[TASK MATERIAL — start]

PR #353, opened 2021-04-02
Rule name conventions

michaelcfanning:
@eddynaka @jameswinkler 

Rename MailgunApiKey to MailgunApiCredentials.
Rename AlibabaAccessKey to AlibabaCloudCredentials.

`Credentials` in our naming convention indicates a bundle (i.e., more than one) components that together allow access to a secured thing. For example, a user name and password, or an Azure client id and secret.

We reserve `Key` for a standalone token that on its own provides access, such as an ADO personal access token.

An `id` and `secret` combination may appear in rules that refer to connection strings, credentials or (in a single case for slack) a webhook.

A standalone use of ?<secret> generally occurs in rule names that refer to a `pat`, `token`, or `key`.


Src/Plugins/Tests.Security/TestData/SecurePlaintextSecrets/Inputs/SEC101_026.MailgunApiCredentials.ps1
```diff
@@ -1,5 +1,5 @@
 # AppSettings style
 <appSettings>
   <add key="MailgunDomain" value="deadbeef0deadbeef0deadbeef.mailgun.org" />
-  <add key="MailgunApiKey" value="0deadbeef00deadbeef00deadbeef000-deadbeef-deadbeef" />
+  <add key="MailgunApiCredentials" value="0deadbeef00deadbeef00deadbeef000-deadbeef-deadbeef" />
```
jameswinkler, line 4: The difference between "Key" and "Credentials" is purely internal, right?  Input files should not change, if I'm not mistaken.

jameswinkler (approved):
:shipit:

eddynaka (approved):
:shipit:

PR #358, opened 2021-04-02
Part in asset fingerprint only

michaelcfanning:
@eddynaka, this prevents the new `part` property from surfacing in a validation fingerprint.

Note that `part` stands for 'Provider And Resource Type'. :)

I need this change to unblock. I will add a reflection driven test later.


eddynaka (approved):
:shipit:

[TASK MATERIAL — finish]

WHAT TO DO
What the answer needs is every line from the data above with "Rename" in it.

THE COMPLETED TASK
Rename MailgunApiKey to MailgunApiCredentials.
Rename AlibabaAccessKey to AlibabaCloudCredentials.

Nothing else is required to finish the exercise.